* Task goal:
Retype every entry word for word.

* Dataset entries:
________________
PR #2900, opened 2024-09-10
fix: Add more worker info to LocalRunner for parity with others

tarkatronic:
This prevents the `custom_messages` example from failing when running locally with `AttributeError`s for `environment.runner.worker_count` and `environment.runner.clients`.

ref: https://github.com/locustio/locust/blob/7c85b7988c643ee8f688c8bb6919272c38fbcf7b/examples/custom_messages.py#L45-L48

### DIFF
--- a/examples/custom_messages.py
+++ b/examples/custom_messages.py
@@ -1,5 +1,5 @@
 from locust import HttpUser, between, events, task
-from locust.runners import MasterRunner, WorkerRunner
+from locust.runners import LocalRunner, MasterRunner, WorkerRunner
 
 import gevent
 
@@ -44,8 +44,12 @@ def on_test_start(environment, **_kwargs):
 
         worker_count = environment.runner.worker_count
         chunk_size = int(len(users) / worker_count)
+        if isinstance(environment.runner, LocalRunner):
+            workers = [environment.runner]
+        else:
+            workers = [environment.runner.clients]
 
-        for i, worker in enumerate(environment.runner.clients):
+        for i, worker in enumerate(workers):
             start_index = i * chunk_size
 
             if i + 1 < worker_count:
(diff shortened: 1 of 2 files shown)


cyberw:
Hmm... I understand the need in this example, but if I ask a LocalRunner how many workers/clients it has connected I'd expect it to be zero, not one, so this might add as much confusion as it solves...

tarkatronic:
> Hmm... I understand the need in this example, but if I ask a LocalRunner how many workers/clients it has connected I'd expect it to be zero, not one, so this might add as much confusion as it solves...

I can see that perspective. The way I view it though, when running locally, there is one worker: The runner itself. Nothing happens without a worker right? In fact, it does even have a worker: https://github.com/locustio/locust/blob/7c85b7988c643ee8f688c8bb6919272c38fbcf7b/locust/runners.py#L441

The real goal here is to simplify load testing code that I'm writing. Currently, my option is 
```python
        try:
            worker_count = environment.runner.worker_count
            workers = environment.runner.clients
        except AttributeError:  # For running locally
            worker_count = 1
            workers = [environment.runner]
```
Which feels like a hacky workaround for a bug.

tarkatronic:
This is also just making for a more complete picture, in light of this comment, directly above the change: https://github.com/locustio/locust/blob/7c85b7988c643ee8f688c8bb6919272c38fbcf7b/locust/runners.py#L436-L437

cyberw:
Hmm... Yea I guess the `worker_count = 1` makes sense in a way, but storing something in `self.clients` (which I think is what you were after, not `self.workers`, right?) is just too confusing for a runner that doesnt actually have any clients.

cyberw:
I get why this would make it easier for this particular use case, but I don't want LocalRunner to "lie" about its state. 

LocalRunner has no workers (so saying it has one is questionable) and settings self.workers to be a list containing itself could have very strange consequences down the line, if it were ever used by someone not aware of this feature. Its not even the same type (`WorkerNode`) as in MasterRunner...

tarkatronic:
@cyberw I've updated to remove `self.workers` (especially since that was the wrong name anyhow) and also fixed the example to work properly with `LocalRunner`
________________
* Expected output:
PR #2900, opened 2024-09-10
fix: Add more worker info to LocalRunner for parity with others

tarkatronic:
This prevents the `custom_messages` example from failing when running locally with `AttributeError`s for `environment.runner.worker_count` and `environment.runner.clients`.

ref: https://github.com/locustio/locust/blob/7c85b7988c643ee8f688c8bb6919272c38fbcf7b/examples/custom_messages.py#L45-L48

### DIFF
--- a/examples/custom_messages.py
+++ b/examples/custom_messages.py
@@ -1,5 +1,5 @@
 from locust import HttpUser, between, events, task
-from locust.runners import MasterRunner, WorkerRunner
+from locust.runners import LocalRunner, MasterRunner, WorkerRunner
 
 import gevent
 
@@ -44,8 +44,12 @@ def on_test_start(environment, **_kwargs):
 
         worker_count = environment.runner.worker_count
         chunk_size = int(len(users) / worker_count)
+        if isinstance(environment.runner, LocalRunner):
+            workers = [environment.runner]
+        else:
+            workers = [environment.runner.clients]
 
-        for i, worker in enumerate(environment.runner.clients):
+        for i, worker in enumerate(workers):
             start_index = i * chunk_size
 
             if i + 1 < worker_count:
(diff shortened: 1 of 2 files shown)


cyberw:
Hmm... I understand the need in this example, but if I ask a LocalRunner how many workers/clients it has connected I'd expect it to be zero, not one, so this might add as much confusion as it solves...

tarkatronic:
> Hmm... I understand the need in this example, but if I ask a LocalRunner how many workers/clients it has connected I'd expect it to be zero, not one, so this might add as much confusion as it solves...

I can see that perspective. The way I view it though, when running locally, there is one worker: The runner itself. Nothing happens without a worker right? In fact, it does even have a worker: https://github.com/locustio/locust/blob/7c85b7988c643ee8f688c8bb6919272c38fbcf7b/locust/runners.py#L441

The real goal here is to simplify load testing code that I'm writing. Currently, my option is 
```python
        try:
            worker_count = environment.runner.worker_count
            workers = environment.runner.clients
        except AttributeError:  # For running locally
            worker_count = 1
            workers = [environment.runner]
```
Which feels like a hacky workaround for a bug.

tarkatronic:
This is also just making for a more complete picture, in light of this comment, directly above the change: https://github.com/locustio/locust/blob/7c85b7988c643ee8f688c8bb6919272c38fbcf7b/locust/runners.py#L436-L437

cyberw:
Hmm... Yea I guess the `worker_count = 1` makes sense in a way, but storing something in `self.clients` (which I think is what you were after, not `self.workers`, right?) is just too confusing for a runner that doesnt actually have any clients.

cyberw:
I get why this would make it easier for this particular use case, but I don't want LocalRunner to "lie" about its state. 

LocalRunner has no workers (so saying it has one is questionable) and settings self.workers to be a list containing itself could have very strange consequences down the line, if it were ever used by someone not aware of this feature. Its not even the same type (`WorkerNode`) as in MasterRunner...

tarkatronic:
@cyberw I've updated to remove `self.workers` (especially since that was the wrong name anyhow) and also fixed the example to work properly with `LocalRunner`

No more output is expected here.